From: Anthony Williams (anthony_w.geo_at_[hidden])
Date: 2006-03-31 10:25:25
David Abrahams <dave_at_[hidden]> writes:
> Thorsten Ottosen <thorsten.ottosen_at_[hidden]> writes:
>> If we have some kind of estimate
>> of how expensive it would be to develop the library, it might turn out
>> that 100-200 willing companies would be enough fully fund the initial
>> The website could show then show a bar indicating how close to
>> funding we where.
>> Any thoughts?
> Boost.org is not going to get into this area, at least not without
> undergoing a total transformation of the way we operate. There are
> just too many problems here, such as how to manage the funds and how
> to choose who they're given to, not to mention the fact that Boost
> then would have to become an organization with some legal standing.

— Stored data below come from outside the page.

PR #1363, opened 2022-02-12
feat: Add AWS Session Token to Metadata Requests

sai-sunder-s:

Fixes #194738780 🦕

### DIFF
--- a/linkinator.config.json
+++ b/linkinator.config.json
@@ -4,7 +4,7 @@
     "https://codecov.io/gh/googleapis/",
     "www.googleapis.com",
     "img.shields.io",
-    "http://169.254.169.254/latest/api/token\""
+    "http://169.254.169.254/latest/api/token%22"
   ],
   "silent": true,
   "concurrency": 10
--- a/linkinator.config.json
+++ b/linkinator.config.json
@@ -4,7 +4,7 @@
     "https://codecov.io/gh/googleapis/",
     "www.googleapis.com",
     "img.shields.io",
-    "http://169.254.169.254/latest/api/token"
+    "http://169.254.169.254/latest/api/token\""
   ],
   "silent": true,
   "concurrency": 10
--- a/linkinator.config.json
+++ b/linkinator.config.json
@@ -3,7 +3,8 @@
   "skip": [
     "https://codecov.io/gh/googleapis/",
     "www.googleapis.com",
-    "img.shields.io"
+    "img.shields.io",
+    "http://169.254.169.254/latest/api/token"
   ],
   "silent": true,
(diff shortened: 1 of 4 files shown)


src/auth/awsclient.ts
```diff
@@ -197,10 +218,21 @@ export class AwsClient extends BaseExternalAccountClient {
     );
   }
 
+  private async getAwsSessionToken(): Promise<string> {
+    const opts: GaxiosOptions = {
+      url: this.awsSessionTokenUrl,
+      method: 'PUT',
+      responseType: 'text',
+      headers: {'x-aws-ec2-metadata-token-ttl-seconds': '21600'},
```
bojeil-google, line 226: I think `21600` seconds is a long time. Since we don't cache these responses and regenerate signed requests on demand, is there a need to make it this long?

src/auth/awsclient.ts
```diff
@@ -197,10 +218,21 @@ export class AwsClient extends BaseExternalAccountClient {
...
+    };
+    const response = await this.transporter.request<string>(opts);
+    return response.data;
+  }
+
   /**
    * @return A promise that resolves with the current AWS region.
    */
-  private async getAwsRegion(): Promise<string> {
+  private async getAwsRegion(headers: Headers): Promise<string> {
```
bojeil-google, line 235: Suggest adding the new headers field in the javadoc comments here and elsewhere for consistency.

bojeil-google (commented):
Thanks for putting this together! I just have a couple of suggestions.

src/auth/awsclient.ts
sai-sunder-s: Discussed offline and decided to go with 300 seconds (5 mins)

bojeil-google (approved):
No issues from my end. Thanks for putting this together!

lsirac (approved):

linkinator.config.json
```diff
@@ -3,7 +3,8 @@
   "skip": [
     "https://codecov.io/gh/googleapis/",
     "www.googleapis.com",
-    "img.shields.io"
+    "img.shields.io",
+    "http://169.254.169.254/latest/api/token%22"
```
bcoe, line 7:
```suggestion
    "img.shields.io"
```

This file is generated, so removing this from ignore -- I don't think we should need it unless we link to this URL somewhere in the ref docs.

bcoe (approved):

bcoe:
@[sai-sunder-s](https://github.com/sai-sunder-s) this looks good to me, appologies for the slow review.

bcoe (approved):

PR #1053, opened 2021-02-25
Fix notebook reopening

jeremyrsmith:
Fix regression in reopening a closed notebook


polynote-frontend/polynote/ui/component/notebook/kernel.ts
```diff
@@ -50,11 +50,13 @@ export class KernelPane extends Disposable {
                 // the notebook should already be loaded
                 if (nbInfo?.info) {
                     if (this.kernels[path] === undefined) {
-                        this.kernels[path] = new Kernel(
+                        const kernel = new Kernel(
```
jeremyrsmith, line 53: This was the problem FWIW – the `Kernel` instance was hanging around after the notebook was closed, so it was in a bad state and wouldn't get reinitialized.

jonathanindig (approved):

PR #1054, opened 2021-02-25
Fix a few bugs related to cell deletion and insertion

jonathanindig:
Switch cell deletion and insertion to more intelligent, update-based logic.


polynote-frontend/polynote/messaging/receiver.ts
```diff
@@ -326,21 +324,39 @@ export class NotebookMessageReceiver extends MessageReceiver<NotebookState> {
...
+                            }
+                            return acc
+                        }, {})
+                        if (deleteIdx !== undefined) {
                             return {
-                                cells: removeKey(id),
-                                cellOrder: removeIndex(s.cellOrder, idx),
+                                // TODO: This sets all the cell values, but ideally it would be `diff` update of only what changed.
+                                //       I couldn't figure out how to remove a key and update other keys at the same time.
+                                cells: setValue(updatedCells),
```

At first look, I like Thorsten's idea. If we could find some way to allow
companies to spend just a little amount, in support of a specific library, and
we could find enough companies willing to make such a contribution, then we
could make it work.
As you say, the problem is deciding who does the work, and how much they get
for it. Your rate might be double mine, but your work might be ten times the
quality, or you might be done in a quarter of the time (or both!).
Once Boost.org starts accepting payment, and paying people to do work, then it
has to become a proper legal entity, with stricter guidelines on which of us
are members, rather than just the random assortment of developers we are at
Particular individuals from the Boost community could run such a scheme on
their own, or a group could form a partnership to do so, but it couldn't be an
"official" Boost thing.
That said, if anyone wants to pay me to develop a library for Boost, or to
discuss setting up such a partnership, I'm listening ;-)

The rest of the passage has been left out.